Problem:
Below are entries. Reproduce exactly the lines between the line holding "PR #164, opened 2017-04-27" and the line holding "this.attempt = builder.attempt;", inclusive, and only those.

(Saved data entries)
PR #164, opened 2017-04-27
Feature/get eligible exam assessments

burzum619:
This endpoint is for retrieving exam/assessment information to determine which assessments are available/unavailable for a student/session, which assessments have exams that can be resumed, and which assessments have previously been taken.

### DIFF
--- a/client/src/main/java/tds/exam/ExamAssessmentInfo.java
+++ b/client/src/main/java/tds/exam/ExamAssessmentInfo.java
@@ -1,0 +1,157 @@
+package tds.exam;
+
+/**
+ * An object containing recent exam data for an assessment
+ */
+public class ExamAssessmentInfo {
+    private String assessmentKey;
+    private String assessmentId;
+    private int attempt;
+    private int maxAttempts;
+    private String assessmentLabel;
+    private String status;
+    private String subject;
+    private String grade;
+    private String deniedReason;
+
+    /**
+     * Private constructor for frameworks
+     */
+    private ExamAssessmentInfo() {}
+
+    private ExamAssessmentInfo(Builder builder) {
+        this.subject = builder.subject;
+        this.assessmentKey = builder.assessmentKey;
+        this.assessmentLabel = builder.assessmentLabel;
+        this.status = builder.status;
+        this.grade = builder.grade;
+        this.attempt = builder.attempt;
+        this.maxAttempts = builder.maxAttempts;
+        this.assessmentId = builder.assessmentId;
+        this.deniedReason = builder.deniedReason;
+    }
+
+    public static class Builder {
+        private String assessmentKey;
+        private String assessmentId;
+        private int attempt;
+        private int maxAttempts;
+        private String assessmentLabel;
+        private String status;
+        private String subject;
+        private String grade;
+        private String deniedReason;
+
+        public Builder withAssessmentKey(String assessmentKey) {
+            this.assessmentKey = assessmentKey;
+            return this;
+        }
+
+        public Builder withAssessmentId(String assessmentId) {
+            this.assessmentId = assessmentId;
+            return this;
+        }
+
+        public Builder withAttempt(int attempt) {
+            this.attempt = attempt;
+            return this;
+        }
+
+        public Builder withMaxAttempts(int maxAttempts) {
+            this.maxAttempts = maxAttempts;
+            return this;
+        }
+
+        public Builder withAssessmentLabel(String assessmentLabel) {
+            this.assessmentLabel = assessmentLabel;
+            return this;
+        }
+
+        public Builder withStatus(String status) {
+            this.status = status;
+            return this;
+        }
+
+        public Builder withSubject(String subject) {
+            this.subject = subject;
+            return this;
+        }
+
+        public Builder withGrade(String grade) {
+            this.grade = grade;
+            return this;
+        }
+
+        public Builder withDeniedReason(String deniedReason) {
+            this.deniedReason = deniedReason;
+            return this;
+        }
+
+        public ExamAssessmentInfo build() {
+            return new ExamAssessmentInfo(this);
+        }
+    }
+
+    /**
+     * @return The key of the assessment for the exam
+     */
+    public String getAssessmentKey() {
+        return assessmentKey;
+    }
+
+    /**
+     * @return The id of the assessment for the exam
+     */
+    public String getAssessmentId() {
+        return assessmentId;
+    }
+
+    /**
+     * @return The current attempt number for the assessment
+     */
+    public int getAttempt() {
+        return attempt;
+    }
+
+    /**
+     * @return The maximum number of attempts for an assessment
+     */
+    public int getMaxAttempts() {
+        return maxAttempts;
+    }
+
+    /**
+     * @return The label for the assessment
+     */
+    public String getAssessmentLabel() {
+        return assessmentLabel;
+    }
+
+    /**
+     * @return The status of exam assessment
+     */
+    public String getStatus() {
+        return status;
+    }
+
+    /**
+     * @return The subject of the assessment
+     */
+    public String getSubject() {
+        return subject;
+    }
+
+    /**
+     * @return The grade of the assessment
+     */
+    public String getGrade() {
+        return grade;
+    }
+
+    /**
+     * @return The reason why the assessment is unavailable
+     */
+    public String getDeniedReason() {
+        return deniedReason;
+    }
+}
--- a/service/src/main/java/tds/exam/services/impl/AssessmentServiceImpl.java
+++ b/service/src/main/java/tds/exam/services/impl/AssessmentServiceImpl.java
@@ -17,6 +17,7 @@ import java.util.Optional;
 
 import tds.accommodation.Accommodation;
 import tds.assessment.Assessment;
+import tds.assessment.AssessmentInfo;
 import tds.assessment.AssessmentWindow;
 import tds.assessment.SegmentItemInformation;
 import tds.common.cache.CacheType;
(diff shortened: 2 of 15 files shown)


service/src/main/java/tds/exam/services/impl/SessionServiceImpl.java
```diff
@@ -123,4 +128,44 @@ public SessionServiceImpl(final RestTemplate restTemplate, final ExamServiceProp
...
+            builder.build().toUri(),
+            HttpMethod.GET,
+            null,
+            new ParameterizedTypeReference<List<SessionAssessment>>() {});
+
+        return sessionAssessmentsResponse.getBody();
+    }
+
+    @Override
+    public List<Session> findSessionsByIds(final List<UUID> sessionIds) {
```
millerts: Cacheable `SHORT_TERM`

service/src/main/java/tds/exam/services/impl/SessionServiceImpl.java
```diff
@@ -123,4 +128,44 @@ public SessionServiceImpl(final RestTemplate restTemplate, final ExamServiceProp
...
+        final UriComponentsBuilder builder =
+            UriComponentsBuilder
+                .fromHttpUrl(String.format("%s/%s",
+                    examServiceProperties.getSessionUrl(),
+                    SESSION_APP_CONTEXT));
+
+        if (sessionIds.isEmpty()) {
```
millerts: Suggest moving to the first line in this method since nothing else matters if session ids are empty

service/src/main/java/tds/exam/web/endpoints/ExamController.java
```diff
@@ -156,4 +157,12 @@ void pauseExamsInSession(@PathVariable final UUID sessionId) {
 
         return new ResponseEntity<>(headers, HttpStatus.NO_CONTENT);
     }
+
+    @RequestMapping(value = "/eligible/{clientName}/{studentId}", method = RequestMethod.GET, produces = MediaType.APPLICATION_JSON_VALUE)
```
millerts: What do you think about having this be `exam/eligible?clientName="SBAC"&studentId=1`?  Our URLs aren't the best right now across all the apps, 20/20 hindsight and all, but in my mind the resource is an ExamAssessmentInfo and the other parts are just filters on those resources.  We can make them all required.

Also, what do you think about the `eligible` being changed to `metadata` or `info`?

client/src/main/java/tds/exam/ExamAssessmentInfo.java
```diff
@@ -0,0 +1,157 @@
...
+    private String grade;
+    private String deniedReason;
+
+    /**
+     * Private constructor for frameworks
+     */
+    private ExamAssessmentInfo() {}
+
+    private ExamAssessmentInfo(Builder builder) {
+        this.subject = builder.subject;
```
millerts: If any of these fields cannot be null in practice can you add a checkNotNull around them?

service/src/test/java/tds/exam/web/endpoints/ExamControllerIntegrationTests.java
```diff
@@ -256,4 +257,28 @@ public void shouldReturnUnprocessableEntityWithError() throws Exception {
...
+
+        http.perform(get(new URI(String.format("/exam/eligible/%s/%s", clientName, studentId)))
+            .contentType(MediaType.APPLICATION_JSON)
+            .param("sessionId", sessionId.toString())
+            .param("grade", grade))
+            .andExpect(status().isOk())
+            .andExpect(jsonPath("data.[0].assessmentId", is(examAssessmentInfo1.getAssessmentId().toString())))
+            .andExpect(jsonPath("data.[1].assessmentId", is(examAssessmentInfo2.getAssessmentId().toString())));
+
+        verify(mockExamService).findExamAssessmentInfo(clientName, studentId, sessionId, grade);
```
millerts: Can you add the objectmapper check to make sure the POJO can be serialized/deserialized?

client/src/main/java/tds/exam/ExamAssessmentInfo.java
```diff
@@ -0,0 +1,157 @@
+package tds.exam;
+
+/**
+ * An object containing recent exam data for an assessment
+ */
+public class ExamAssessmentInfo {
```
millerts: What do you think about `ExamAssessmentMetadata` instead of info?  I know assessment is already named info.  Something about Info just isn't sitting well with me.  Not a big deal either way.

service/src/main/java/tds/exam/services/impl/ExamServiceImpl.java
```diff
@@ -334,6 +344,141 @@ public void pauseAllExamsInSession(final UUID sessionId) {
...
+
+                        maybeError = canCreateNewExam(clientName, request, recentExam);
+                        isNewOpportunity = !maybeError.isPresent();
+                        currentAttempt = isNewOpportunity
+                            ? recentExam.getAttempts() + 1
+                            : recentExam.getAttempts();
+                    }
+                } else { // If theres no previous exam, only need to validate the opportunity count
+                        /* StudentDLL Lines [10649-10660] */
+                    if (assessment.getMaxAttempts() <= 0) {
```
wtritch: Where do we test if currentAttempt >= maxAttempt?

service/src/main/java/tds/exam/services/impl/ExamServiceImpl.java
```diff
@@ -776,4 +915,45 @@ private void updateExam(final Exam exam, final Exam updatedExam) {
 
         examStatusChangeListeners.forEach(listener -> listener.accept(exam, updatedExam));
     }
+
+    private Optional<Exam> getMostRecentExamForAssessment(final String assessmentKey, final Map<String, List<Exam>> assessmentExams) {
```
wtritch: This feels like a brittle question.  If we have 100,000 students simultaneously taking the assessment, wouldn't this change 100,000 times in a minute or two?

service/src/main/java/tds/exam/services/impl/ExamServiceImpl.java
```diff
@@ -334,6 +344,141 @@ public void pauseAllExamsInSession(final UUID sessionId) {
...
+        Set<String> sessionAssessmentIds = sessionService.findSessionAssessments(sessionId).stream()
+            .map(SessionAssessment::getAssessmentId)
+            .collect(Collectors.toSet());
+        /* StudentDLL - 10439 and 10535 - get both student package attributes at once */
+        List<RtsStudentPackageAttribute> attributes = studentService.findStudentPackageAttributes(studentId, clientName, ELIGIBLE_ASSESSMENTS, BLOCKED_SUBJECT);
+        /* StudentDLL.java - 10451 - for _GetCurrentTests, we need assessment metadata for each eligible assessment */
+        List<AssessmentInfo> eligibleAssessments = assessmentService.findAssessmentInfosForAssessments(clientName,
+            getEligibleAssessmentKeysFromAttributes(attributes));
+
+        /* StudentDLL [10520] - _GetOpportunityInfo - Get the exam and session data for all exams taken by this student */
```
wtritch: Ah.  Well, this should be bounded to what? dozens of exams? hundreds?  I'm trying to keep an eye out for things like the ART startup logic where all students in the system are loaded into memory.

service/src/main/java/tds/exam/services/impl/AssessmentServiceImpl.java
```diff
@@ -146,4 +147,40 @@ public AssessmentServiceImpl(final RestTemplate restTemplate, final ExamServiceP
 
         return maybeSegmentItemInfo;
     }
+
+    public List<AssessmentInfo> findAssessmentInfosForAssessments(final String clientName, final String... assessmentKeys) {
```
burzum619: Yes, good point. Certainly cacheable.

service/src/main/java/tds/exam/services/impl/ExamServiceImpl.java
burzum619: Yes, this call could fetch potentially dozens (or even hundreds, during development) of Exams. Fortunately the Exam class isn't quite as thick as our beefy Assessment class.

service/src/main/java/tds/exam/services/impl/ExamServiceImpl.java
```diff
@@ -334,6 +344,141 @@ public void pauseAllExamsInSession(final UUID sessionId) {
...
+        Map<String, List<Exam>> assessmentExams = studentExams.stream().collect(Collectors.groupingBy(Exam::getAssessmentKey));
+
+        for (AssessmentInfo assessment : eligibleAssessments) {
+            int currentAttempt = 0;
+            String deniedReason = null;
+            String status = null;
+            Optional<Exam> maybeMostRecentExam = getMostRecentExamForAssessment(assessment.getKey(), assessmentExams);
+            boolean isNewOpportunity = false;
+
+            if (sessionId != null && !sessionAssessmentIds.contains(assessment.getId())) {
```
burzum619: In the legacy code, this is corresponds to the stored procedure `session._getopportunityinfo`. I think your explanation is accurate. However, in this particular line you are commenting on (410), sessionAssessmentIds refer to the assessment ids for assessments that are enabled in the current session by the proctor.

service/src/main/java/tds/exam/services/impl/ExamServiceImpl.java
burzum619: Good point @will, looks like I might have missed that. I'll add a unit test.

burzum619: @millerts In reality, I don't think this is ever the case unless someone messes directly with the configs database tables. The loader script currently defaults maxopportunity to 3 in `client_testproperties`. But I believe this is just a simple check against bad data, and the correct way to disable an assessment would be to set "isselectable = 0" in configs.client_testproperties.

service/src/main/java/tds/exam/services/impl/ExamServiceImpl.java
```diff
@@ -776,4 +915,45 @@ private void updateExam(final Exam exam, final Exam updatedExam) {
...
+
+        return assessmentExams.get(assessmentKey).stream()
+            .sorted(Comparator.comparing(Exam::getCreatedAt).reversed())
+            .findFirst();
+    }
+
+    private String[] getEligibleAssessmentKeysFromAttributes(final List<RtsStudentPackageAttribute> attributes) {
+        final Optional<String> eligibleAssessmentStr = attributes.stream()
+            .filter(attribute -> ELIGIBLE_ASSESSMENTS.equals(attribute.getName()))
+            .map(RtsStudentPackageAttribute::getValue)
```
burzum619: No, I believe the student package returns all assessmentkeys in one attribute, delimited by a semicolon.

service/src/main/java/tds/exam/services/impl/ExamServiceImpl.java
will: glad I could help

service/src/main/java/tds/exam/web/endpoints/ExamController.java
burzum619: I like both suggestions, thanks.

* * *

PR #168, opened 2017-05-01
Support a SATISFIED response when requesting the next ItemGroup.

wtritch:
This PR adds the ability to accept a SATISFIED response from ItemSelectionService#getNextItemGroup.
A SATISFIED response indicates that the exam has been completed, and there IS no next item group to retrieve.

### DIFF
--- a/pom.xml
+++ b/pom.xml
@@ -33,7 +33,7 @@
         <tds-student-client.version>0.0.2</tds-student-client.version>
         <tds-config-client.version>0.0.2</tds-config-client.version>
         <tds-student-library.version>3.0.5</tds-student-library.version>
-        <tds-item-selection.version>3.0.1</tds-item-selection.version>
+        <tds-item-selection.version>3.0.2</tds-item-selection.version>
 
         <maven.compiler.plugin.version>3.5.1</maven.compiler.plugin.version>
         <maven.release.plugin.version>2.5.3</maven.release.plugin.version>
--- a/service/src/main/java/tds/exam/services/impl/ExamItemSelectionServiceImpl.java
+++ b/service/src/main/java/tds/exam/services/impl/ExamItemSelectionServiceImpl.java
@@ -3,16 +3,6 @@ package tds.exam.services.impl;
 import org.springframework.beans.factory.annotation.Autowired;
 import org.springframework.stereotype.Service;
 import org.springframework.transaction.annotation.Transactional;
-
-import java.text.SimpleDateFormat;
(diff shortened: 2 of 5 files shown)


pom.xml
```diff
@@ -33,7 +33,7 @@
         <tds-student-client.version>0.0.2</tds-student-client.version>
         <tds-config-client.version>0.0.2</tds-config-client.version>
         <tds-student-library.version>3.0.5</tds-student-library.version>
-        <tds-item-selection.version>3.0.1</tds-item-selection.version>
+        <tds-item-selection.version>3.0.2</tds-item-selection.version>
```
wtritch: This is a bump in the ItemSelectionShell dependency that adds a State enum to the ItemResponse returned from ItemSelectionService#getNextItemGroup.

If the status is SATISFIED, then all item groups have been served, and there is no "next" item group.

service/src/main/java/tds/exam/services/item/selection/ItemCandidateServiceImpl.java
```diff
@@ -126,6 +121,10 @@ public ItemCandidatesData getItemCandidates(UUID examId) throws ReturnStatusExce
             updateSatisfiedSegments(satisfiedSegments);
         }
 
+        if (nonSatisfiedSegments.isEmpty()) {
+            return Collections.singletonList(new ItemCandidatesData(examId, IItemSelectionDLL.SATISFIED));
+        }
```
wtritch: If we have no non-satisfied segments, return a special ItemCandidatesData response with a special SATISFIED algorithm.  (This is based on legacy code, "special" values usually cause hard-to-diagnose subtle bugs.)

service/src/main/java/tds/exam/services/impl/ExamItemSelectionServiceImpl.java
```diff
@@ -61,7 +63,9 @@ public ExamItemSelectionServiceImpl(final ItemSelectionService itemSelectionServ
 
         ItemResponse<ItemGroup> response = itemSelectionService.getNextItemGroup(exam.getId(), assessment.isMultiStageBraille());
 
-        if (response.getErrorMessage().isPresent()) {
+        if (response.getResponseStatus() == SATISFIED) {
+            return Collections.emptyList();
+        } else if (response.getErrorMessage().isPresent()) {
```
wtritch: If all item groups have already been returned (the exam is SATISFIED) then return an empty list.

---

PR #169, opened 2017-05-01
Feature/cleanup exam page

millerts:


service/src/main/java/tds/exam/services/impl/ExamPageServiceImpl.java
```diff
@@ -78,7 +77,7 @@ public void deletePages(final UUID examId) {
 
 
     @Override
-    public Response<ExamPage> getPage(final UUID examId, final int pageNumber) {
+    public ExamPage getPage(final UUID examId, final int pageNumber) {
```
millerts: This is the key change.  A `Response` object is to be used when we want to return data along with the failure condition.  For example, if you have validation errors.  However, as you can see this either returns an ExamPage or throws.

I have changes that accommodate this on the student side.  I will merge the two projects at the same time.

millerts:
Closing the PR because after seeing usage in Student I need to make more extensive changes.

Output for this exercise:
PR #164, opened 2017-04-27
Feature/get eligible exam assessments

burzum619:
This endpoint is for retrieving exam/assessment information to determine which assessments are available/unavailable for a student/session, which assessments have exams that can be resumed, and which assessments have previously been taken.

### DIFF
--- a/client/src/main/java/tds/exam/ExamAssessmentInfo.java
+++ b/client/src/main/java/tds/exam/ExamAssessmentInfo.java
@@ -1,0 +1,157 @@
+package tds.exam;
+
+/**
+ * An object containing recent exam data for an assessment
+ */
+public class ExamAssessmentInfo {
+    private String assessmentKey;
+    private String assessmentId;
+    private int attempt;
+    private int maxAttempts;
+    private String assessmentLabel;
+    private String status;
+    private String subject;
+    private String grade;
+    private String deniedReason;
+
+    /**
+     * Private constructor for frameworks
+     */
+    private ExamAssessmentInfo() {}
+
+    private ExamAssessmentInfo(Builder builder) {
+        this.subject = builder.subject;
+        this.assessmentKey = builder.assessmentKey;
+        this.assessmentLabel = builder.assessmentLabel;
+        this.status = builder.status;
+        this.grade = builder.grade;
+        this.attempt = builder.attempt;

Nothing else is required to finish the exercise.